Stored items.

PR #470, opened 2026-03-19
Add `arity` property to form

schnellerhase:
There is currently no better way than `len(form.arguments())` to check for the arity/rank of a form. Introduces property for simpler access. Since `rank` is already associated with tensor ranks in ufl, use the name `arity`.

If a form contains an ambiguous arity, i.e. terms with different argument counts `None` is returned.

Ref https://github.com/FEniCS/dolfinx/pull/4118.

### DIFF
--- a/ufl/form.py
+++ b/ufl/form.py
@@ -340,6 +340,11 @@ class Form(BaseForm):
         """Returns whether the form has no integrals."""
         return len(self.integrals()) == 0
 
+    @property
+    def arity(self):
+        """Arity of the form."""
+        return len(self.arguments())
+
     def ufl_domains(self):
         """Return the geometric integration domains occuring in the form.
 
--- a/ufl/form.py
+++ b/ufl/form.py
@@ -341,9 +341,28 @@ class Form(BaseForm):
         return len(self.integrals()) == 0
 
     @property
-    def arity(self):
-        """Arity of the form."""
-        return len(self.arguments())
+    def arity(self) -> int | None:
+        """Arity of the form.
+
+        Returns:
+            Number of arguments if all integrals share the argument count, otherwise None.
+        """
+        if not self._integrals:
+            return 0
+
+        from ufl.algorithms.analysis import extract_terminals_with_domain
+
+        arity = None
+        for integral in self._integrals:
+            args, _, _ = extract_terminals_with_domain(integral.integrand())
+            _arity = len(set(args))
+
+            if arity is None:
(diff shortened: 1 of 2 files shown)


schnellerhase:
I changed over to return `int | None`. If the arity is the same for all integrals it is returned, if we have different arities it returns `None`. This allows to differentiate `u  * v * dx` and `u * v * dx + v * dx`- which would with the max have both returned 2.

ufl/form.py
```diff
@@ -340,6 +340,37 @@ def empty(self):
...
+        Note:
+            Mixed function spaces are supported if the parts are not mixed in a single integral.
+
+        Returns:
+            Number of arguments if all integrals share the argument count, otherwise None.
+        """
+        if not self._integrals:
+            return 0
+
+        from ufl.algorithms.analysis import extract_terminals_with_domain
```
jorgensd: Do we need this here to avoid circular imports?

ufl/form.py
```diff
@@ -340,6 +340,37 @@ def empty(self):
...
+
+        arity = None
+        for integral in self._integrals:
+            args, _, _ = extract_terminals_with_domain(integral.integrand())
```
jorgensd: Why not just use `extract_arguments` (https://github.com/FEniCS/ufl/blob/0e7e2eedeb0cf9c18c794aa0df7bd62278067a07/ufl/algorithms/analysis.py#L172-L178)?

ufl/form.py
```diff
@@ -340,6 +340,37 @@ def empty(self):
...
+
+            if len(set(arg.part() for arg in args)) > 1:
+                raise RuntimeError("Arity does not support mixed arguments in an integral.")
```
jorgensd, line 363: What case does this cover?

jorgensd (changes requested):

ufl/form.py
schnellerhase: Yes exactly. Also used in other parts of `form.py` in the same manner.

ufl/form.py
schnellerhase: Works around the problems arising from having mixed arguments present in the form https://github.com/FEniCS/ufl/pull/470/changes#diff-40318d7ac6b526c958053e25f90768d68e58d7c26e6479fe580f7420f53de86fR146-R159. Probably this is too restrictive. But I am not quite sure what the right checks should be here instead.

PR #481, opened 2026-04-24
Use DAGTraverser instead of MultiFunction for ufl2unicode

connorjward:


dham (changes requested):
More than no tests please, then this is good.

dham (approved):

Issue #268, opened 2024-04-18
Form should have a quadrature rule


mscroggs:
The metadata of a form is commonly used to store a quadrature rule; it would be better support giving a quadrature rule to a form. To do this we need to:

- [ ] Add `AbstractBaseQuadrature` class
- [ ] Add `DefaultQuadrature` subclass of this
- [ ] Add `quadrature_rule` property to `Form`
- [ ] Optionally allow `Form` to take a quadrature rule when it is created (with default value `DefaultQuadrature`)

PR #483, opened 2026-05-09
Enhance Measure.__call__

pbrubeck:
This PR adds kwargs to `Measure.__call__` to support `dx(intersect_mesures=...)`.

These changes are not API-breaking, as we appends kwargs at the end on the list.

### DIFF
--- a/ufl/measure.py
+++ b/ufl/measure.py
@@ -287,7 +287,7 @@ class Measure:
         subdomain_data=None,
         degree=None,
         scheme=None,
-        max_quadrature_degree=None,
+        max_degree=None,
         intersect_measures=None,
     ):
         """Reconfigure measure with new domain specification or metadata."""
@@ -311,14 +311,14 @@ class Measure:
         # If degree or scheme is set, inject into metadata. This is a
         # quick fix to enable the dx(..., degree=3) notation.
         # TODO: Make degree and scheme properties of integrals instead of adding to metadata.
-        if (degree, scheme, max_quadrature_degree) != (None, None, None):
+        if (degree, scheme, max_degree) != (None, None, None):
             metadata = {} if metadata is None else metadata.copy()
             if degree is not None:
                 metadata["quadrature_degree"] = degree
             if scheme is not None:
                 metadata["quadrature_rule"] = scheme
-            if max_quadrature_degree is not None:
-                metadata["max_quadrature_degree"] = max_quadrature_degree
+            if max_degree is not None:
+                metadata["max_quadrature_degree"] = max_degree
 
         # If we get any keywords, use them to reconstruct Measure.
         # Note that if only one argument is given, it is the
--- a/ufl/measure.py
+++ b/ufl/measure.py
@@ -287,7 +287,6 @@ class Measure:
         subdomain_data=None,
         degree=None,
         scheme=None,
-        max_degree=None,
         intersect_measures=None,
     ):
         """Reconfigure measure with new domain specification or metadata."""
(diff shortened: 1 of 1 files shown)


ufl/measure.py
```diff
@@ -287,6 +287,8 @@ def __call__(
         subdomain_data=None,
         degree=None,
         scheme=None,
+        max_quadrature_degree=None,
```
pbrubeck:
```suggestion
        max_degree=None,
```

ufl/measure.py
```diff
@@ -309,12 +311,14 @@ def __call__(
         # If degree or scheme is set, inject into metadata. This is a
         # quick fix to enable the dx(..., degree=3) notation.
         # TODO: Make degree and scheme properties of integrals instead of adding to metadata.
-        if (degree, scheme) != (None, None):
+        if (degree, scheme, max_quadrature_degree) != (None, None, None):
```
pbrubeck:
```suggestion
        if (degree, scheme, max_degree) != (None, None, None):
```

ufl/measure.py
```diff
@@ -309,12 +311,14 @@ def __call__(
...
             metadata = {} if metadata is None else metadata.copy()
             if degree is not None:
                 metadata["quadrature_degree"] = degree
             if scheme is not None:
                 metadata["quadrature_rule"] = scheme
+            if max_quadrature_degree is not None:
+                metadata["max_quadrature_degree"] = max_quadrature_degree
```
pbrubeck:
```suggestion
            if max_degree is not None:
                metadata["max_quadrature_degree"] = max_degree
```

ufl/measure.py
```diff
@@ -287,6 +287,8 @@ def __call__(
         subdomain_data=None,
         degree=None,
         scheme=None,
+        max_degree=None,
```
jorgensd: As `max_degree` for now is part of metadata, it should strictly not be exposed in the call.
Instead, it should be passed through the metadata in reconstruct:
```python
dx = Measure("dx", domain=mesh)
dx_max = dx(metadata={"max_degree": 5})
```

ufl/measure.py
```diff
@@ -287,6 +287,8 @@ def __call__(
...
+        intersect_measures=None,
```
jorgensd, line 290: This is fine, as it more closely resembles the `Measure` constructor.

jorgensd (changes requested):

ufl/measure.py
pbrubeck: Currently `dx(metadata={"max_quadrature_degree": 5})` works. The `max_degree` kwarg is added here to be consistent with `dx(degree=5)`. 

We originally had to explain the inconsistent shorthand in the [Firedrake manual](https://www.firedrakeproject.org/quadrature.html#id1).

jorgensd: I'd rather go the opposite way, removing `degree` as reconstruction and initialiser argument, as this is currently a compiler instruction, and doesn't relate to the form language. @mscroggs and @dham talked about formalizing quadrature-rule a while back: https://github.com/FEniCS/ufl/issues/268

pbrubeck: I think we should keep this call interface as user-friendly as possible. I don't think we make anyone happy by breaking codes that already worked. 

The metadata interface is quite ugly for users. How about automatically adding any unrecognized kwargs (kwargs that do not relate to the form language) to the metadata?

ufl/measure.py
==
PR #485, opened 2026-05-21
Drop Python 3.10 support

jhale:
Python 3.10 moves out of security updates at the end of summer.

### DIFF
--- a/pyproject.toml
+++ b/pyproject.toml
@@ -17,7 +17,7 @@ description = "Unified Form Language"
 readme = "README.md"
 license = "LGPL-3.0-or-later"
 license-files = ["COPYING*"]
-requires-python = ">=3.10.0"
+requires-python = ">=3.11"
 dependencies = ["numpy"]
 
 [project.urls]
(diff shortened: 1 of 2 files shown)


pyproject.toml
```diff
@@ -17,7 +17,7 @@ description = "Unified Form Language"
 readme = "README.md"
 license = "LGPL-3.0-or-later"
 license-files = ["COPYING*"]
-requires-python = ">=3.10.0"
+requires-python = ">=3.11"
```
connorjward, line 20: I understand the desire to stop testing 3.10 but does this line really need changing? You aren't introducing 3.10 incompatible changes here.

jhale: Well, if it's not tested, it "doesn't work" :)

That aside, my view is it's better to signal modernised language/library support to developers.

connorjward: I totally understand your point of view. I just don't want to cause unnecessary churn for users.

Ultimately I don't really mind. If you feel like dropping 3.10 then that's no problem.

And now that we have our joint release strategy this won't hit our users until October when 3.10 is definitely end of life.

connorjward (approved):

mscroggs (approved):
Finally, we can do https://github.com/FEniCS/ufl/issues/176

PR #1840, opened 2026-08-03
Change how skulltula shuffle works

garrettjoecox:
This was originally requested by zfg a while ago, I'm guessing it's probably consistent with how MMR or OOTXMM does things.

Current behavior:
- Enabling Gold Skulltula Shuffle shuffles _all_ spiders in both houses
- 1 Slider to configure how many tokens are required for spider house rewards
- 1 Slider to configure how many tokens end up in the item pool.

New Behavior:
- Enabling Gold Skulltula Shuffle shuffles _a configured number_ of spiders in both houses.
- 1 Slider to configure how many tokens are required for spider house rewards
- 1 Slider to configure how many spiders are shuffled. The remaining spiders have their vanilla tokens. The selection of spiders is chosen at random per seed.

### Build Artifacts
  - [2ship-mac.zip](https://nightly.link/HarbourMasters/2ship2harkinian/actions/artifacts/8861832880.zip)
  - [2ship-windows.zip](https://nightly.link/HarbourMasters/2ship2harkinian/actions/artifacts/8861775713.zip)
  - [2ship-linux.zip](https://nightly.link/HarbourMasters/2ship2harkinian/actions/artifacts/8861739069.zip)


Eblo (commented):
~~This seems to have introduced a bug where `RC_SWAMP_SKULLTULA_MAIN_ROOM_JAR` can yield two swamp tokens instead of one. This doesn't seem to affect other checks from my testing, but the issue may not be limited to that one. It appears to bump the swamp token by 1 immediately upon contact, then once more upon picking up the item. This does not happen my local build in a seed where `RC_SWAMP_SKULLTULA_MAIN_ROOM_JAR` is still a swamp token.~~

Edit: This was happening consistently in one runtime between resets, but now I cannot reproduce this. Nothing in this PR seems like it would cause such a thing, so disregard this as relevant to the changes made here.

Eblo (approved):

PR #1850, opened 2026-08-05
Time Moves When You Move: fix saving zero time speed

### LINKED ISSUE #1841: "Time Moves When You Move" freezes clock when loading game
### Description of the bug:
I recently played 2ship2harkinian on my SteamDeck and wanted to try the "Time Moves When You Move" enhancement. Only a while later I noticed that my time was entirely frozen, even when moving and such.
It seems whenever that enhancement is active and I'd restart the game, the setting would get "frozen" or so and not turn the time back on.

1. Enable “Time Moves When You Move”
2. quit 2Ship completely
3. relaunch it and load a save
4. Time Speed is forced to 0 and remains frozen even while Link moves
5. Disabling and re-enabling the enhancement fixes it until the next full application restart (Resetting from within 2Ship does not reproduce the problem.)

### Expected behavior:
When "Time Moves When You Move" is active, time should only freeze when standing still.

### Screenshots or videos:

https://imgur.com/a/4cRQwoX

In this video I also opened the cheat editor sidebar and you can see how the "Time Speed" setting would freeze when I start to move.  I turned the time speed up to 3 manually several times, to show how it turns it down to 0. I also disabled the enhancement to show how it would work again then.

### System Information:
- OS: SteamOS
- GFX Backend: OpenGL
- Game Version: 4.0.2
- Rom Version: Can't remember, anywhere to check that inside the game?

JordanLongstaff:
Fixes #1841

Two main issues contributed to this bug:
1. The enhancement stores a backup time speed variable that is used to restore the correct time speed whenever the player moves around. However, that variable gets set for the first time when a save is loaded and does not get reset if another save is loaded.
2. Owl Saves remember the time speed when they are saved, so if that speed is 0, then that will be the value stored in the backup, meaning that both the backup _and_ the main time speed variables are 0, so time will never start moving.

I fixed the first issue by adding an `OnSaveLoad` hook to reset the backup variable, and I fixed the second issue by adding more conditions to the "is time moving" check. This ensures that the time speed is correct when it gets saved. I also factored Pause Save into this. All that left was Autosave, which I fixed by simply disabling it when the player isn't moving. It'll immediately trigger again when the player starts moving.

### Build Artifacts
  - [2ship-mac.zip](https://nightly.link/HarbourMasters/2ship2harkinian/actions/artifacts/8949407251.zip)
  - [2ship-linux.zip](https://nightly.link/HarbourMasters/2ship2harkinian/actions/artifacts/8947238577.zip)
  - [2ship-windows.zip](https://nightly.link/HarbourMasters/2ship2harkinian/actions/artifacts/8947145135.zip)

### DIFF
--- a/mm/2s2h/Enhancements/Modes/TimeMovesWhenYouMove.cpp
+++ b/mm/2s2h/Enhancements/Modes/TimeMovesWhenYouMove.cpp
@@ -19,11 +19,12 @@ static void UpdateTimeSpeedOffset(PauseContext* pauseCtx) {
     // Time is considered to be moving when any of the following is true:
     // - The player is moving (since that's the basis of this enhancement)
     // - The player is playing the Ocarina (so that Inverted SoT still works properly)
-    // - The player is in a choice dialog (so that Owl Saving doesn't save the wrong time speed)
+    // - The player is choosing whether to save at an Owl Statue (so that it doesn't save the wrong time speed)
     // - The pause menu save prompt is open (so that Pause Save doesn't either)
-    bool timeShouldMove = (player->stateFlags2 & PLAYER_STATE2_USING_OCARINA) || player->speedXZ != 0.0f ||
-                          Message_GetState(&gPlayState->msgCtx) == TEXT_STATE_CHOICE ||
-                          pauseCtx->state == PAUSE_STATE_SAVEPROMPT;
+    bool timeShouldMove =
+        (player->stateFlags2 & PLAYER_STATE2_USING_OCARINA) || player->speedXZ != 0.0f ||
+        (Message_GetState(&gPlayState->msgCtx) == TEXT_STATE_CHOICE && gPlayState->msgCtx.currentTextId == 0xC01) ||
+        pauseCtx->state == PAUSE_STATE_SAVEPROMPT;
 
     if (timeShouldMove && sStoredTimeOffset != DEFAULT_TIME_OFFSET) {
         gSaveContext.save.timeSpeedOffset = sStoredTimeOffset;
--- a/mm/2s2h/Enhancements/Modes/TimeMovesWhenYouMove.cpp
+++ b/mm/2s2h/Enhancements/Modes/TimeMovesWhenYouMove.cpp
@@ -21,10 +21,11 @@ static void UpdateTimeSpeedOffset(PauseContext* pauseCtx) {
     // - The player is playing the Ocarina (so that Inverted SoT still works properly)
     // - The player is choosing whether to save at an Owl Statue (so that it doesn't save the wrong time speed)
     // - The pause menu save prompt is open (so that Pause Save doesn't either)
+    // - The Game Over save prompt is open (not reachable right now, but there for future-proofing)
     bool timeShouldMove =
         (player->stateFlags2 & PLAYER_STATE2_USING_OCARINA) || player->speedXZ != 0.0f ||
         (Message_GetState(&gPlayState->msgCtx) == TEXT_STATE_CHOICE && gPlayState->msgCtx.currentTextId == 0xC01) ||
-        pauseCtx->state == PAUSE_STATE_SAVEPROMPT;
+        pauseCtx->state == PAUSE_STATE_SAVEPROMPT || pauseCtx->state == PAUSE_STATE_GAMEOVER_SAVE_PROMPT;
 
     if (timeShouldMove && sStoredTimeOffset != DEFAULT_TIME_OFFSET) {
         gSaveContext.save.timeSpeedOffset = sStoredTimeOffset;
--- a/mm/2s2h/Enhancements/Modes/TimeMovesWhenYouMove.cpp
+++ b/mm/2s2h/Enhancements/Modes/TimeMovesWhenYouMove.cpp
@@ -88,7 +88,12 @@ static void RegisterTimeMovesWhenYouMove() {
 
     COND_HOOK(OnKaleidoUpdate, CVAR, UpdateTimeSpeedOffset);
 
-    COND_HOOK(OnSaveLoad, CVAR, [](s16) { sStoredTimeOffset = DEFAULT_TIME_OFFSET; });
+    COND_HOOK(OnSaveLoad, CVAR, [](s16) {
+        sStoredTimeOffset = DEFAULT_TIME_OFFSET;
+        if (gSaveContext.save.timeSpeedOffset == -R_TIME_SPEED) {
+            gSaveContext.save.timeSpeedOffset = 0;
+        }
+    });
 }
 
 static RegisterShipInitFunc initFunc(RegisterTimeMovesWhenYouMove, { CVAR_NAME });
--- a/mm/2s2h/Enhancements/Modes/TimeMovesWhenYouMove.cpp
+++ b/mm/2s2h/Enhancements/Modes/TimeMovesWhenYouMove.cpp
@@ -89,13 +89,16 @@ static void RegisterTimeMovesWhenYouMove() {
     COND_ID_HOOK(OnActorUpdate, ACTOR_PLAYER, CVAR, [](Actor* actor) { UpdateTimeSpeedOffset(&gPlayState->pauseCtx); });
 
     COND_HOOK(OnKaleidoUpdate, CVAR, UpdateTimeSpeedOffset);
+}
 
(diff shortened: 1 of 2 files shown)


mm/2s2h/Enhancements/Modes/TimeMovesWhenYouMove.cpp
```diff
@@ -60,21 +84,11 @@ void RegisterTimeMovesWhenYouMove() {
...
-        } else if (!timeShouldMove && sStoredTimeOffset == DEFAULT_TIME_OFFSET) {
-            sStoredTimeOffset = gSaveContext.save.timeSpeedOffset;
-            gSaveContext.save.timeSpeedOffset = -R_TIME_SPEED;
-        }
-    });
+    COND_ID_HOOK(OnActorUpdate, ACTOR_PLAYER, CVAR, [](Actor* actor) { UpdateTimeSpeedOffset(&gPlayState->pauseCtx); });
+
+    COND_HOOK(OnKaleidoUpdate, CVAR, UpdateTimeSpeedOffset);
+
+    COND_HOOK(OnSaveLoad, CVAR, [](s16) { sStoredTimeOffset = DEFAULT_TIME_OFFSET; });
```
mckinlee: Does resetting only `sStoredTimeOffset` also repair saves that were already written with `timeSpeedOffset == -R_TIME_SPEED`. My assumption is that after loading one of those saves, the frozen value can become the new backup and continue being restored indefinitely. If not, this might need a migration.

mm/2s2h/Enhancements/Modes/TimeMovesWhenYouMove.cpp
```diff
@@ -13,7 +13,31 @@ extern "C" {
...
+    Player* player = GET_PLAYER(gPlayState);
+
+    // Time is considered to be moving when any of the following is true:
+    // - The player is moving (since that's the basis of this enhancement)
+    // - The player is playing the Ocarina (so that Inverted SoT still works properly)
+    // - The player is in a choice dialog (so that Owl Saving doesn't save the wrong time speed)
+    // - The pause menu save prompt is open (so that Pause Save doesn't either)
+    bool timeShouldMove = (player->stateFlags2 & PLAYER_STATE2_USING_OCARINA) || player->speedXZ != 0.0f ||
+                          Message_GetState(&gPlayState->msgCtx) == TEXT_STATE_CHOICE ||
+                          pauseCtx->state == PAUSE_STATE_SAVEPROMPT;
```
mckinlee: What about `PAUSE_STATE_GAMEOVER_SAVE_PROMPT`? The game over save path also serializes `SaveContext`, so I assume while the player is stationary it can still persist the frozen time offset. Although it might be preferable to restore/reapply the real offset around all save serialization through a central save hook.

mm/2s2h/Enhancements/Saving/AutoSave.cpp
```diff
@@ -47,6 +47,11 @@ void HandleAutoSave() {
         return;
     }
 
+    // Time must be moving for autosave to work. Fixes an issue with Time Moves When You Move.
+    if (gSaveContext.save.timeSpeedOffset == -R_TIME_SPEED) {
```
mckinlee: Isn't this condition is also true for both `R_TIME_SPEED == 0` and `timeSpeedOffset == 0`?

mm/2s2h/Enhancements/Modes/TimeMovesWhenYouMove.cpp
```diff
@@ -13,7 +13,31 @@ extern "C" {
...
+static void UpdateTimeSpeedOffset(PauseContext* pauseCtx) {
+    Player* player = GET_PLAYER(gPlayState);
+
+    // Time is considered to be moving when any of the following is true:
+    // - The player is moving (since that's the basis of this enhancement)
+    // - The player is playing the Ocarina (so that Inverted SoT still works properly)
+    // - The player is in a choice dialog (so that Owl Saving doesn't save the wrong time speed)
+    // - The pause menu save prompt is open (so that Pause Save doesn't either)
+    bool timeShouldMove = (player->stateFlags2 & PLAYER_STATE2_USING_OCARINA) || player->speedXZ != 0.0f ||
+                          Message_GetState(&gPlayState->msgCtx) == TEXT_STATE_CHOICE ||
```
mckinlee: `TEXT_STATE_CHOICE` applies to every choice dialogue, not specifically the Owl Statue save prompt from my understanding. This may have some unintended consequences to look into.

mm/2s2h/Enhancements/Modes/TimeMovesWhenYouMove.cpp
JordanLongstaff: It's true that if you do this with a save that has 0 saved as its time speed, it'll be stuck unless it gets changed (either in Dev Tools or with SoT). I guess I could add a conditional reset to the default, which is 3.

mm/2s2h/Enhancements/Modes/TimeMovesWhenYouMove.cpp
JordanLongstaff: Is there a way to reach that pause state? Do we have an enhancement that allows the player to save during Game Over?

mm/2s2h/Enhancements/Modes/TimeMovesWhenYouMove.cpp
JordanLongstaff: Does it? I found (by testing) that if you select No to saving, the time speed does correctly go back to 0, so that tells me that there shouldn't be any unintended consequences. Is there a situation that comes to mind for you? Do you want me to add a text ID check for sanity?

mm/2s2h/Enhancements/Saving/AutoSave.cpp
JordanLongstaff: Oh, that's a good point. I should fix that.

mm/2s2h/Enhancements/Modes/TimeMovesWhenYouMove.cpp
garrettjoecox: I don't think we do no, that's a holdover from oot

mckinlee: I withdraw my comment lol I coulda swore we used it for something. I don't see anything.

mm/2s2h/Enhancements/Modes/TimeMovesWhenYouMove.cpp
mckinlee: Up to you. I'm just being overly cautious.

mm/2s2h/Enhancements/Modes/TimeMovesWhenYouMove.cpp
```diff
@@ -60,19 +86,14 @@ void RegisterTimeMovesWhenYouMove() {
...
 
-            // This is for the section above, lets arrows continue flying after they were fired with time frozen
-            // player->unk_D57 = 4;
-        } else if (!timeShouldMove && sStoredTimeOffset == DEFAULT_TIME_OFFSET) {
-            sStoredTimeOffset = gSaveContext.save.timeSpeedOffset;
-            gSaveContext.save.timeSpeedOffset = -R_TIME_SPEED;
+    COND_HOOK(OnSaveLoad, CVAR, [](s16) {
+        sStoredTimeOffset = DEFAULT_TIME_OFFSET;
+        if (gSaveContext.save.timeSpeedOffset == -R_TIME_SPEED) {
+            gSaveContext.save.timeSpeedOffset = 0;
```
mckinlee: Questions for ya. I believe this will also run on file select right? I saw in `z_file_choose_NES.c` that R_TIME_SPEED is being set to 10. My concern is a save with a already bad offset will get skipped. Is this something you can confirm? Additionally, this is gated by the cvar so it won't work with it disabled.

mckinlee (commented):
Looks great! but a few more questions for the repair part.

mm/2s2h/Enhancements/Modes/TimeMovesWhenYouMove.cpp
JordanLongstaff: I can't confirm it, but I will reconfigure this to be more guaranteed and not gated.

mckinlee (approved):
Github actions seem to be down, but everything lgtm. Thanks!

To do. Using the records above, set down exactly the lines from the one with "That aside, my" through the one with "Finally, we can", inclusive, and nothing more.

Expected output.
That aside, my view is it's better to signal modernised language/library support to developers.

connorjward: I totally understand your point of view. I just don't want to cause unnecessary churn for users.

Ultimately I don't really mind. If you feel like dropping 3.10 then that's no problem.

And now that we have our joint release strategy this won't hit our users until October when 3.10 is definitely end of life.

connorjward (approved):

mscroggs (approved):
Finally, we can do https://github.com/FEniCS/ufl/issues/176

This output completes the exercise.